Segmentar el citoplasma de cada célula por el hexadecimal residual tres, tres, cuatro, dos, tinción que está presente en el citoplasma celular. Calcular las diferentes propiedades morfológicas de los esferoides incluyendo el volumen, el área de superficie, la esfericidad y el número de núcleos por sus esferoides. Ross tiene imágenes adicionales para eliminar esferoides de menos de 75 micrómetros cúbicos y más de 900. 000 micrómetros cúbicos.
Para analizar una sola célula dentro de los esferoides, segmente los esferoides en función de la tinción esferoide conjugada fluorescentemente. Segmentar los núcleos en función de la tinción hexagonal tres, tres, tres, cuatro, dos. Segmentar el citoplasma de cada célula por el hexágono residual tres, tres, tres, cuatro, dos tinción que está presente en el citoplasma celular.
Segmentar los lisosomas en función de la tinción secundaria de anticuerpos. Calcular las diferentes propiedades morfológicas de las células dentro de cada esferoide, incluyendo el número de lisosomas por célula, el volumen celular y el área de superficie celular. La figura muestra bien vistas generales de tres tipos diferentes de esferoides, incluidas imágenes en diferentes planos confocales.

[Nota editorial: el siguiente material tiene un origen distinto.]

PR #1183, opened 2016-08-15
Simple Python API example (take two)

wagglefoot:
This is the proper PR, and essentially the same as #1162 (which was deleted because of reasons).

This example is provided to demonstrate the utility of the python OpenSim API. It mimics the simple-arm example found on the core landing page. Though it does not include forward simulation, but instead saves the model to an .osim file which can be used in the GUI for fort further analysis.

### DIFF
--- a/Bindings/Python/examples/simple-arm.py
+++ b/Bindings/Python/examples/simple-arm.py
@@ -1,0 +1,135 @@
+# ----------------------------------------------------------------------- #
+# The OpenSim API is a toolkit for musculoskeletal modeling and           #
+# simulation. See http://opensim.stanford.edu and the NOTICE file         #
+# for more information. OpenSim is developed at Stanford University       #
+# and supported by the US National Institutes of Health (U54 GM072970,    #
+# R24 HD065690) and by DARPA through the Warrior Web program.             #
+#                                                                         #
+# Copyright (c) 2005-2012 Stanford University and the Authors             #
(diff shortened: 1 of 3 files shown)


Bindings/Python/examples/simple-arm.py
```diff
@@ -0,0 +1,135 @@
...
+# ----------------------------------------------------------------------- #
+
+# simple-arm.py
+# Author: Neil Dhir
+# ------------------------------------------------------------------------#
+# ABSTRACT: This short piece of OpenSim python API example mimics         #
+# the simple-arm example found on the core landing page. Though it does   #
+# not include forward simulation, but instead saves the model to an .osim #
+# file which can be used in the GUI for further analysis.		  #
+# ------------------------------------------------------------------------#
```
chrisdembia: I expect most people will find this file in a distribution of OpenSim--not in the opensim-core source code repository; "core landing page" will not have much meaning in that context. I think this description should explain that the model has two bodies, two joints, a muscle, and a controller.

You could also consider giving the file a name that indicates it is a model-building example (`build-simple-arm-model.py`?).

chrisdembia:
I am going to merge this now. @wagglefoot, you accidentally put two copies of the file in the repo (rather than just renaming the one file), but that's okay--I'll resolve that after merging. Thanks for contributing this!

Issue #1140, opened 2016-07-25
Speedup CI Testing by reducing simulation period of tests


aseth1:
I believe a more effective strategy than splitting tests into smaller bits (which achieves more granularity so more cores are used effectively) is to reduce the total test times by reducing the simulation period for many test. (Not that splitting tests is bad, but it has less impact than reducing test duration and currently it is leading to code duplication).  

Here is an ongoing list:
- [ ]  `testCMCArm26`: simulates for 1s. This could be reduced to 0.25s duration, (e.g. 0.40 to 0.65) and the comparison tolerances tightened.
- [ ]  `testCMCEMGDrivenArm`: simulates for 1s. This can be reduced to 0.25s duration, (0.65 to 0.90) to target time with high "EMG".
- [ ]  `testCMCGait10dof18musc`: simulates from 0.6 to 1.1s and can be reduced to 0.25s duration, (0.75 to 1.0).

@klshrinidhi you could start working through this list.

klshrinidhi:
:+1:

PR #1184, opened 2016-08-15
Reduce simulation time from 1s to 0.25s for testCMCArm26

klshrinidhi:
Addressing issue #1140.


Applications/CMC/test/testCMCArm26_Millard.cpp
```diff
@@ -45,15 +45,26 @@ void testCMCArm26() {
     Storage *standard = new Storage();
     cmc.getModel().formStateStorage(temp, *standard);
 
-    Array<double> rms_tols(0.02, 2*2+2*6); // activations within 2%, angles within .6 degrees
+    Array<double> rms_tols(0, 2*2+2*6); // activations within 2%, angles within .6 degrees
```
tkuchida: Please remove obsolete, potentially confusing trailing comment.

Applications/CMC/test/testCMCArm26_Thelen.cpp
```diff
@@ -41,10 +41,27 @@ void testCMCArm26() {
     Storage *standard = new Storage();
     cmc.getModel().formStateStorage(temp, *standard);
 
-    Array<double> rms_tols(0.02, 2*2+2*6); // activations within 2%, angles within .6 degrees
+    Array<double> rms_tols(0, 2*2+2*6); // activations within 2%, angles within .6 degrees
```
tkuchida: As above.

Applications/CMC/test/testCMCArm26_Thelen.cpp
```diff
@@ -41,10 +41,27 @@ void testCMCArm26() {
...
     const string& muscleType = cmc.getModel().getMuscles()[0].getConcreteClassName();
     string base = "testCMCArm26 "+ muscleType;
 
+    rms_tols[0]  = 0.0002;    // r_shoulder/r_shoulder_elev/value
+    rms_tols[1]  = 0.002;     // r_shoulder/r_shoulder_elev/speed
+    rms_tols[2]  = 0.0006;    // r_elbow/r_elbow_flex/value
+    rms_tols[3]  = 0.006;     // r_elbow/r_elbow_flex/speed
+    rms_tols[4]  = 0.0000001; // TRIlong/activation
```
tkuchida: How were these tolerances determined? Are we sure an RMS error of, say, 1.1e-7 is unacceptably large?

klshrinidhi: No solid rationale. I just looked at the rms errors manually after I changed the simulation times and set these values to be quite tight.

tkuchida: > I just looked at the rms errors manually after I changed the simulation times and set these values to be quite tight.

Ok, seems fine provided all platforms arrive at the same answer—which may not be the case (IIRC, different LAPACK versions on different platforms can cause slightly different optimizer behavior). Another option could be to update the standards based on this new time range and set all tolerances to the same value.

tkuchida:
`</review>` I think the ideal case would be to take the CMC results and perform tests using *knowledge* rather than particular *data* (e.g., certain muscles should have higher activations than certain other muscles; running a forward simulation using the CMC results should produce kinematics that are similar to the kinematics that were tracked, etc.), but perhaps that belongs in a separate (potentially post-4.0) issue.

tkuchida:
I opened #1188 to track the issue I raised above.

Applications/CMC/test/testCMCArm26_Thelen.cpp
```diff
@@ -41,10 +41,27 @@ void testCMCArm26() {
     Storage *standard = new Storage();
     cmc.getModel().formStateStorage(temp, *standard);
 
-    Array<double> rms_tols(0.02, 2*2+2*6); // activations within 2%, angles within .6 degrees
+    Array<double> rms_tols(0, 2*2+2*6); 
     const string& muscleType = cmc.getModel().getMuscles()[0].getConcreteClassName();
```
aseth1: The original tolerances are justifiable. Id they could be tightened to 1% or 0.5 degree that would be more than sufficient. It is not necessary to ratchet down to detect minor changes likely do to different math libraries in different environments.

Applications/CMC/test/testCMCArm26_Millard.cpp
```diff
@@ -45,15 +45,26 @@ void testCMCArm26() {
...
+    rms_tols[8]  = 0.03;   // TRImed/activation
+    rms_tols[9]  = 0.0003; // TRImed/fiber_length
+    rms_tols[10] = 0.05;   // BIClong/activation
+    rms_tols[11] = 0.0008; // BIClong/fiber_length
+    rms_tols[12] = 0.0071; // BICshort/activation
+    rms_tols[13] = 0.0005; // BICshort/fiber_length
+    rms_tols[14] = 0.003;  // BRA/activation
+    rms_tols[15] = 0.0001; // BRA/fiber_length
 
     CHECK_STORAGE_AGAINST_STANDARD(results, *standard, rms_tols, __FILE__, __LINE__,
```
aseth1: It is not necessary to individualize the tolerances.  The original test gave the numerical rationale for the values chosen. Being within 1 degree of the standard angles and with 5% of the Millard muscles seems fine to me. The standard was created using the Thelen muscle so we would not expect the answers to be identical.

Applications/CMC/test/testCMCArm26_Millard.cpp
```diff
@@ -45,15 +45,15 @@ void testCMCArm26() {
     Storage *standard = new Storage();
     cmc.getModel().formStateStorage(temp, *standard);
 
-    Array<double> rms_tols(0.02, 2*2+2*6); // activations within 2%, angles within .6 degrees
+    Array<double> rms_tols(0.015, 2*2+2*6); // activations within 1%, angles within .6 degrees
```
aseth1: It would be ideal if one tolerance could be set here (say 2%) and the individual tolerances not being adjusted below (as in the Thelen case). If that is not possible then this fine. Should say 1.5% in the comment though.

aseth1:
Please don't forget to fix the merge conflicts. Thanks.

jenhicks:
@klshrinidhi Please resolve conflicts and merge.

Issue #1185, opened 2016-08-16
Add tests for Millard2012AccelerationMuscle or label "experimental"


tkuchida:
Millard2012AccelerationMuscle isn't being tested thoroughly (e.g., with CMC) and many changes have been made to EquilibriumMuscle that have not been propagated to AccelerationMuscle. We should either add tests or indicate in the doxygen that AccelerationMuscle is still experimental.

jenhicks:
I think we should indicate in doxygen that AccelerationMuscle is experimental.

PR #1186, opened 2016-08-16
Throw exception if equilibrium cannot be calculated for Millard and Thelen muscles

### LINKED ISSUE #391: Throw an exception if equilibrate method fails in Millard2012*Muscle
Currently, the `computeInitialFiberEquilibrium()` method in `Millard2012AccelerationMuscle` and `Millard2012EquilibriumMuscle` sets the fiber length to `optimal_fiber_length` if the initialization routine fails. Throwing an exception may be a safer alternative.

tkuchida:
Millard2012EquilibriumMuscle, Millard2012AccelerationMuscle, and Thelen2003Muscle currently display a warning and quietly set activation to zero and fiber length to optimal_fiber_length if equilibrium cannot be computed. This warning could go unnoticed and lead to unexpected results. This PR replaces the warning message with an exception.

Commented out Millard2012AccelerationMuscle test in testStaticOptimization. This is the only test that ended up failing. The Millard2012AccelerationMuscle class needs to be updated and tested more thoroughly (see #1185).

This PR fixes #391 and #1195

[Diff ignoring whitespace changes](https://github.com/opensim-org/opensim-core/pull/1186/files?w=1)


tkuchida:
### Note to reviewers
[Click here](https://github.com/opensim-org/opensim-core/pull/1186/files?w=1) to see the diff with whitespace changes ignored.

tkuchida:
The [test failures](https://travis-ci.org/opensim-org/opensim-core/jobs/152651424#L8073) are unrelated to this PR (timeouts from testAssemblySolver and testContactGeometry on clang in Debug mode).

OpenSim/Actuators/Millard2012AccelerationMuscle.h
```diff
@@ -51,7 +51,39 @@ The parent class, Muscle.h, provides
 
 namespace OpenSim {
 
+//==============================================================================
+//                   MILLARD2012ACCELERATIONMUSCLE EXCEPTIONS
+//==============================================================================
+class Millard2012AccelerationMuscleCannotEquilibrate : public Exception {
```
aseth1: Why is this Exception specific to Millard2012AccelerationMuscle? There could be a single `MuscleCannotEquilibrate` or `MuscleCannotInitialize` Exception defined by Muscle that all muscles could use.

tkuchida:
Moved `MuscleCannotEquilibrate` exception to Muscle class and propagated changes to Thelen2003Muscle. Ready for re-review.

OpenSim/Actuators/Millard2012AccelerationMuscle.h
```diff
@@ -51,7 +51,24 @@ The parent class, Muscle.h, provides
 
 namespace OpenSim {
 
+//==============================================================================
+//                   Millard2012AccelerationMuscle Exceptions
+//==============================================================================
+class Millard2012AccelerationMuscleInvalidFlag : public Exception {
```
aseth1: this and the `Thelen2003MuscleInvalidFlag`  are identical (and subtlly different from `Millard2012EquilibriumMuscleInvalidFlag`), which indicates that they should have a common definition.  I am also not sure of the difference between these exceptions and the general `MuscleCannotEquilibrate` since they will be thrown in `computeInitialFiberEquilibrium` in which case the *invalid flag* context seems more mystifying than informative. There is no added information for what causes the invalid flag and the user is being told about an internal private method they have no control over.

My suggestion is to enable the general `MuscleCannotEquilibrate` to take additional details (string) about why the failure occurred. If more information can be added by the failure of internal helper methods then that could be tacked on as details. I would be satisfied if the specific contents of the "details" are a TODO (simply stating the internal method that failed) for when the initialization/equilibrium methods are revisited. At least then you get the correct top level error/message that the MuscleCannotEquilibrate and you get the internal method as a detail rather than a mysterious `###MuscleInvalidFlag` exception.

Please chat with me if this is unclear or seems unnecessary.

tkuchida: > Please chat with me if this is unclear

Thank you for the explanation. I will do as you say.

tkuchida: A more logical design is for the internal method to return an enum so it is impossible for the caller to receive an unexpected flag. From your response, it seems this is considered to be an important piece of code, so I will implement the redesign and remove the MuscleInvalidFlag exceptions.

aseth1: For this PR the internal method and its implementation/code are not important.  What is important is that we not have the `###MuscleInvalidFlag` exceptions, which are less informative than the `MuscleCannotEquilibrate`, which should be thrown. If using enums prevents the invalid flag case from ever being reached (which I agree was a bad implementation to begin with) then that seems like a reasonable solution so that there is no need for that type or exception.  You could also fix/address the internal methods at a later data. Which ever you prefer is fine with me.

tkuchida: I think it would be incorrect to replace `[baseClassName]InvalidFlag` with `MuscleCannotEquilibrate`. The `[baseClassName]InvalidFlag` exception is thrown in a condition that can be reached only if the concrete class developer made a programming error such as

  1. Assigning a value other than 0, 1, or 2 to the first element of the SimTK::Vector that is returned by `initMuscleState()` (Millard2012AccelerationMuscle and Thelen2003Muscle) or `estimateMuscleFiberState()` (Millard2012EquilibriumMuscle); or
  2. Neglecting to handle one of the valid return values in the `switch` statement in `computeInitialFiberEquilibrium()`.

Neither of these errors relate to whether an equilibrium can be found, which I believe is what the `MuscleCannotEquilibrate` exception implies. In this situation, I believe a "fatal internal error encountered"-type of exception should be thrown (as defined on lines 57–67).

I am implementing a change that will remove the condition altogether to avoid further discussion about which exception should be thrown and what it should say.

Issue #1113, opened 2016-07-01
Support both python2 and python3


chrisdembia:
I thought we already had an issue for this but I guess not.

@clnsmith @juzhang

wagglefoot:
Hey Chris!

Speaking of this very issue; when will examples appear? 

From the [documentation](http://simtk-confluence.stanford.edu:8080/display/OpenSim/Scripting+in+Python) we have this:

> We are currently in the process of developing example Python scripts for OpenSim and will share these with the community soon.

If I go into Sherlock mode, it would appear that that page was lasted edited in August last year.

Any updates?

chrisdembia:
There are plenty of examples in the tests folder: https://github.com/opensim-org/opensim-core/tree/master/Bindings/Python/tests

También se muestra una vista volumétrica de todos los esferoides. La figura muestra el proceso de segmentación del pH, el panel A muestra todos los esferoides en una vista volumétrica. El panel B muestra la segmentación del conjunto del citoplasma, los núcleos y los lisosomas dentro de todas las células de un solo esferoide.
El citoplasma y los núcleos se segmentan en función de la tinción hexagonal tres, tres, tres, cuatro, dos. Y los lisosomas se segmentan en función de la tinción de anticuerpos anti lab one. Los paneles C muestran el mismo segmentado que el panel B, pero en una vista de tres llanuras.
Se pueden realizar diversas mediciones morfológicas a nivel de esferoides. Estas mediciones incluyen el cálculo del número de núcleos por esferoides, así como de estos Felicity, volumen y área de superficie del pH. El volumen típico de cada célula en los tres tipos de esferoides.
Así como el número de lisosomas por célula se muestran en esta figura. La optimización de la densidad inicial de asientos de celdas al comienzo de la generación de SP es un paso crítico. La figura muestra que agregar demasiadas células aún permite la formación de esferoides.
Sin embargo, esto puede resultar en la fusión de esferoides. Los esferoides producidos de esta manera pueden ser sometidos a análisis transcriptómicos y proteómicos. Esta técnica se utiliza para analizar cuantitativamente la absorción de la administración de fármacos tales nanopartículas y evaluar su toxicidad para las células individuales en los esferoides.